Cordoba – Argentyna
Miasto numer 3. Cordoba. Tak jak w Bahia Blanca rządziły psy, tak tu prym wiodą gołębie (jeden przed chwilą zapikował, mierząc w frytkę na moim talerzu – pudło). Poza tym jest tu mnóstwo studentów. Całe miasto kręci się wokół swojego uniwersytetu. Ulice pełne są młodych ludzi, przemykających się z notatkami pod pachą, a na każdym rogu można znaleźć specjalistyczne księgarnie, studencji kafejki i – międzynarodowy objaw istnienia społeczności uczącej się – tanie punkty ksero.
To co zaskakuje, to jak niewielu studentów mówi po angielsku. Do tego, że starsi i kelnerzy ni w ząb, to już się przyzwyczaiłem, ale jednak w większości krajów ze studentem pospikasz. Tu nie. Przetestowałem na prawniczkach, inżynierach, studentkach biochemii… Dziewczę studiujące astronomię, spytane o drogę nie było w stanie wydusić z siebie nawet „lewo-prawo” w języku Beckhama i Szekspira. W ciągu całego pierwszego dnia, studenci i przedstawiciele wszelkich zawodów typu kelner/sprzedawca wydusili z siebie kolektywnie jedno słow: „small”. Słowem, jestem na nieustającej lekcji hiszpańskiego – i chyba nawet widać efekty (Diez dias? Vos aprendes castellano, solo diez dias??).
Jeżeli jednak już przejdziemy na hiszpański, tudzież na hiszpańsko-migowy, jak to wygląda w moim przypadku, ludzie są niezwykle przyjaźni. Wypytują cię o wszystko i z miejsca zapraszają na imprezy, na kolację itd. Kiedy spytasz o drogę, nieraz wezmą cię pod rękę i odstawią na róg ulicy.
To zabawne uczucie, bycie zamkniętym w świecie najprostszych tematów – jedzenia, rozmów o pochodzeniu, wieku, zajęciu i długości pobytu. Moja nieumiejętność tworzenia zdań w czasie przeszłym dodatkowo wzmacnia moc doświadczenia „tu i teraz”. Polecam każdemu spróbować, kiedyś.
W temacie wrażeń bardziej klasycznych: miasto ma bardzo ładne centrum z czasów kolonialnych z robiącym wrażenie budynkiem dawnej uczelni jezuickiej, paroma ładnymi kościołami, bombastyczną katedrą i paroma naprawdę uroczymi uliczkami. Poza tym, niedaleko placu Hiszpanii, przylegający do olbrzymiego kampusu jest b. ładny park z mostkami, stawami itp. Generalnie jednak Buenos Aires uznałbym za ładniejsze.

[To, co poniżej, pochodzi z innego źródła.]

PR #975, opened 2017-09-04
Support characters width non default width

### LINKED ISSUE #930: The hook is not aligned with the Chinese
**Description:**
When I run the command `hydrogen:run` on
 `initial_schedule = np.zeros((classes, courses_perday, days))  # initial schedule`, 
the"√" is after the note.
But when i change the note to Chinese like "初始化时间表", 
the "√" covered the note.

PS: coding=utf-8

**Versions:**
Win10+Hydrogen1.19.0+Atom1.18.0

lgeiger:
This will properly determine the placement of inline results when using non default width characters like chinese:
chinese

Only drawback of this approach is that we are using `pixelPositionForBufferPosition` now. Atom states that calling this may cause a synchronous DOM update:

> Be aware that calling this method with a column that does not translate to column 0 on screen could cause a synchronous DOM update in order to measure the requested horizontal pixel position if it isn't already cached.

I don't know if this is a problem for our use case, but we should be aware of it.

Fixes #930

### DIFF
--- a/lib/components/result-view/index.js
+++ b/lib/components/result-view/index.js
@@ -40,9 +40,11 @@ export default class ResultView {
 
     this.outputStore = new OutputStore();
     this.outputStore.updatePosition({
-      lineLength: editor.getBuffer().lineLengthForRow(row),
+      lineLength: editor.element.pixelPositionForBufferPosition([row, Infinity])
+        .left,
       lineHeight: editor.getLineHeightInPixels(),
-      editorWidth: editor.getEditorWidthInChars()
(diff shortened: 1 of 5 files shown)


rgbkrk:
> Only drawback of this approach is that we are using pixelPositionForBufferPosition now. Atom states that calling this may cause a synchronous DOM update:

Guess this depends on how much `onDidChange` is called for the result view. It seems like since this is usually a user initiated action where the user wants to see visual feedback, it's probably fine.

Z innych zabawnych doświadczeń, podczas pierwszego dnia pobytu, kiedy miałem 7 godzin do zabicia, zanim dziewczyna, u której miałem nocować wróci do domu, zaszyłem się w kafejce, gdzie tłum facetów oglądał drugoligowy mecz futbolowy Gymnasia de Jujuy z lokalnym Belgrano. Popijałem herbatę – eksperymentalnie doszedłem do wniosku, że w całym kraju nie ma nawet jednej porządnej torebki herbaty – i… oczywiście też zacząłem oglądać. Z miejsca poczułem się swojsko, trenerem gości był Ricardo Zieliński. Atmosfera była miła, bo Belgrano wygrywało 1:0, kiedy jednak stracili bramkę i zrobiło się 1:1? Rozpacz! Okrzyki! Był faul i spalony i w ogóle bez gwizdka! Nastrój przeszedł w ironię i kibicowania przeciwnej drużynie, a na trybunach zauważyłem wielki transparent „Yo, no soy doble casaca!” (w znaczeniu: „Nie noszę podwójnych barw”), przeciwko jakiemuś biednemu piłkarzowi, który przeszedł do nie-tego klubu. Nagle poczułem się jak w kraju!
No, wystarczy słowotwórstwa. Pora poprosić o rachunek i przypomnieć sobie jak po hiszpańsku jest toaleta – tego na migi nie chcę pokazywać.